Sixteen Thirty Something is a design by Martin Wallace (who also designed Steam) dating to 1995. This version is a redesign by Danny Stevens, and has been released as a free "print and play" game with Wallace's permission.
Although the game has something of the color of the period, it is not, as you might expect, a Thirty Years' War game. Instead, it's a strategy game in which players, theoretically representing large merchant houses, have influence in the various countries which they use to attempt to earn victory points. Wars occur, but are highly abstracted.

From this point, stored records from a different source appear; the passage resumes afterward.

Issue #2249, opened 2023-11-09
Have a passable (vaguely mistakable for human) voice conversation with tinygrad (whisper + LLaMA + VITS)


shauray8:
I do not see anyone working on [this](https://docs.google.com/spreadsheets/d/1WKHbT-7KOgjEawq5h5Ic1qUWzpfAzuD_J06N1JwOCGs/edit#gid=0&range=A50), do you have any specifics in mind for this on how this should be done? or any tests?
@wozeparrot @geohot 

---

Current Bounty: $400
To lock the bounty submit a draft PR with a decent amount of progress made
Make sure to reference this issue in the PR for future tracking

Notice: _If the PR goes stale the bounty will be unlocked_

wpmed92:
For any bounty a first step is to put up a good draft pr, if it's good enough the bounty will be locked for your.

geohotstan:
dosier did an attempt at this before #1396 
check it out since he has done a lot of the API work already
I'm pretty sure he's got a good idea on how it should be done (he claimed the VITS TTS bounty)

I remember geohot mentioning in discord that the conversation has to stream like a natural convo
so basically create a demo that is capable of streaming the convo with low enough latency

wozeparrot:
Going to use this as the tracking issue.

J4e6eR:
@geohotstan @wozeparrot How to join the discord server, I found the invite link from the tinygrad website but that doesn't seem to work for me. 
I don't know why I am getting this error, is there any alternative way to join ?? 
I've been trying to join since a month.
![image](https://github.com/tinygrad/tinygrad/assets/91129126/f007e935-0242-438a-bb67-22a2e983aa7f)

J4e6eR:
@geohotstan @wozeparrot I am sorry, to divert off from the main topic but helping me out in joining tinygrad's official discord server would truly be appreciable. I'll delete these comments after that for sure!!

wozeparrot:
> @geohotstan @wozeparrot I am sorry, to divert off from the main topic but helping me out in joining tinygrad's official discord server would truly be appreciable. I'll delete these comments after that for sure!!

Can you move this to a discussion? thanks

J4e6eR:
> @J4e6eR Can you move this to a discussion? This really isn't the place for stuff like this.
Added in the discussions tab, please have a look 
https://github.com/tinygrad/tinygrad/discussions/2276

MeDott29:
Sweep: figure out how to solve this issue

[...]

PR #2265, opened 2023-11-10
[Bounty] Voice conversation with tinygrad

francislata:
**Bounty description**
Have a passable (vaguely mistakable for human) voice conversation with tinygrad (whisper + LLaMA + VITS)

# Issue
#2249

# Task list
- [x] Clean up Whisper code
- [ ] Add ability to support different LLaMA models
- [ ] Add support for different VITS speakers
- [ ] Add support for CLI argument parsing
- [ ] Add text display in prompt-like manner
- [ ] Clean up code further
- [ ] Make it faster!


geohot:
Not enough for a lock yet, I think this can be locked once a single back and forth happens. Then we push on speed

francislata:
@geohot - I did some updates. Definitely still lot more to work with but at least got a POC going where you can speak to it, prints what you said, asks LLaMA to generate response, and use VITS to read it for you.

Let me know what your thoughts are if this progress can lock the bounty.

PR #3318, opened 2024-02-04
Fix Tensor.mean to compute the mean correctly when 0-length axes are selected

obadakhalili:
Using `Tensor.mean` to compute the mean for tensors with 0(s) in their shape should output `nan`s when selecting those zeros in `axis`. This complies with Pytorch's behavior and actually makes sense.

### DIFF
--- a/tinygrad/tensor.py
+++ b/tinygrad/tensor.py
@@ -541,8 +541,9 @@ class Tensor:
 
   def mean(self, axis=None, keepdim=False):
     assert all_int(self.shape), "does not support symbolic shape"
-    out = self.sum(axis=axis, keepdim=keepdim)
-    return out.mul(prod(out.shape)/prod(self.shape)) if 0 not in self.shape else out
+    sum = self.sum(axis=axis, keepdim=keepdim)
+    x_shape_prod, sum_shape_prod = prod(self.shape), prod(sum.shape)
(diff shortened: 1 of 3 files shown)


tinygrad/tensor.py
```diff
@@ -541,8 +541,9 @@ def min(self, axis=None, keepdim=False): return -((-self).max(axis=axis, keepdim
 
   def mean(self, axis=None, keepdim=False):
     assert all_int(self.shape), "does not support symbolic shape"
-    out = self.sum(axis=axis, keepdim=keepdim)
-    return out.mul(prod(out.shape)/prod(self.shape)) if 0 not in self.shape else out
+    sum_t = self.sum(axis=axis, keepdim=keepdim)
+    x_shape_prod, sum_shape_prod = prod(self.shape), prod(sum_t.shape)
+    return sum_t if sum_shape_prod == 0 else sum_t.div(x_shape_prod / sum_shape_prod)
```
chenyuxyz, line 546: do you really need these variables and an extra line? it's less readable
i think `return out.div(prod(self.shape)/prod(out.shape)) if 0 not in out.shape else out` suffices

obadakhalili: Yes, I agree. I just noticed how similar the new logic could be to the old code. I will change it.

chenyuxyz:
cool, thanks!

obadakhalili:
thanks for the review!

At the start of the game, each player receives a number of secret "victory point markers" printed with the names of different countries. At the end of each turn, a player earns victory points for each of these countries, if he has influence there, with the point award being the smaller of the country's current "status" (a measure of prestige and power) and the player's influence in the country. There are multiple markers for each country, so that, say, two players could both be earning for Denmark, or one player earning doubly there. Players calculate their own VP totals, with only the totals revealed each turn, so it may be possible to infer, as the game goes on, what powers each player has VP with, but it is never overtly revealed, at least until game end. This, coupled with card hands, is the main source of uncertainty in the game.
"Influence" is in the form of cards, which players place in front of themselves, with a set of rules governing when new cards can be played, drawn, and so on. The main player conflict is in the form of "lobbying the crown," whereby a player attempts to get a nation to initiate a war with another nation; players vote their influence, with players able to play new influence cards in the process. The victor of a war gains status (and thereby may confer more victory points to players with that country's marker), and the loser loses military power.

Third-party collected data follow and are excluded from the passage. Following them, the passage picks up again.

PR #3319, opened 2024-02-05
PoC UnaryOps before expand

chaosagent:
** this is a PoC, and probably not how this should eventually be implemented ** (i will need to read the rest of lazy.py...)

the matmul forwards is: `half(sum(float(mul(a,b))))`, so the backwards is `mul(half(expand(float(grad))),b)`. Expands always realize in the lazy graph, but half(expand(float)) is just expand, so the casts can be simplified out by swapping the half and expand. this saves membw, and also allows half/half tc to trigger.

this change just applies casts to smaller dtypes before any movementops, just to check perf, and it's quite good (7950x):

```
993   14.06 ms run,    0.86 ms python,   13.21 ms HIP,  496.00 loss, 0.000112 LR, 2.08 GB used, 250407.02 GFLOPS,   3521.88 GOPS
994   14.05 ms run,    0.85 ms python,   13.20 ms HIP,  493.25 loss, 0.000107 LR, 2.08 GB used, 250617.10 GFLOPS,   3521.88 GOPS
995   14.07 ms run,    0.84 ms python,   13.23 ms HIP,  494.75 loss, 0.000102 LR, 2.08 GB used, 250300.24 GFLOPS,   3521.88 GOPS

```

### DIFF
--- a/tinygrad/lazy.py
+++ b/tinygrad/lazy.py
@@ -70,6 +70,7 @@ class LazyBuffer:
 
   def cast(self, dtype:DType, bitcast:bool=False):
     if self.dtype == dtype: return self
+    if dtype.itemsize <= self.dtype.itemsize and self != self.base: return self.base.cast(dtype, bitcast)._view(self.st)
     return create_lazybuffer(self.device, ShapeTracker.from_shape(self.shape), dtype, UnaryOps.CAST, (dtype, bitcast), (self,))
 
   def is_unrealized_const(self): return not self.base.realized and self.base.op is LoadOps.CONST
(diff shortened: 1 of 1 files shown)


chaosagent:
i'm not sure what to think about pushing ops.

would it be good to do small -> large casts before expand? casts are surprisingly costly (mostly for very small dtypes to fp16/32 etc).

can also reorder size-changing casts and other realizes (ie always try to realize as the smallest dtype)

chaosagent:
not sure why this is failing on hipcpu?

Qazalin:
hipcpu should work now if you re-run, the kernel used a new instruction `v_fma_mixhi_f16` in the rdna3.

chaosagent:
** note that we can no longer write .float().expand().half() to get float().sum().half() in backwards after this **

PR #3322, opened 2024-02-05
hip can only take local buffers of size 2**14

chaosagent:
limited too conservatively last time


chenyuxyz:
do you have a reference that you can link here or add a comment?

chaosagent:
I just guessed why the compiler was crashing and added a limit that worked... Lol

Can look more into it tomorrow

geohot:
This is also changing it for every device. There aren't any consequences of a compiler crash, right? It should just not be a valid node in the search.

PR #3323, opened 2024-02-05
set expandable_segments:True in ops_torch.py to reduce memory fragmentation

flowpoint:
the current ops_torch.py backend ooms because of memory fragmentation on a 4090 on: 
test/models/test_real_world.py::TestRealWorld::test_llama 
test/models/test_whisper.py::TestWhisper::test_transcribe_long 
examples/beautiful_mnist.py

setting the envvar PYTORCH_CUDA_ALLOC_CONF=expandable_segments:True fixes it for now.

The original version of the game had two main flaws; first, random allocation of cards and VP markers made it perhaps too luck-dependent, and second, there's an obvious positive feedback loop in terms of power status that tends to mean that, by midgame, some players are clearly in the lead and others pretty much out of the game, which is not a desirable effect.
Stevens's version redresses the problems and produces a considerably tighter can, at the cost of some additional complexity. Hand limits tighten over time, which makes for tenser play, and a system whereby a player's influence can be in decline (and the player unable to increase it) is added; this provides a negative feedback loop that redresses the positive one. In addition, a system is added to reallocate some cards among players each turn, which helps with the randomness issues.
On the whole, it's quite a good game with some novel mechanics, and worth the effort to assemble a copy to play. Stevens's version is, unfortunately, not particularly attractive from a graphic design perspective, though a fan contributed alternative game board helps. (It's designed for v1, though -- you'll still need the tracks from Stevens's game board).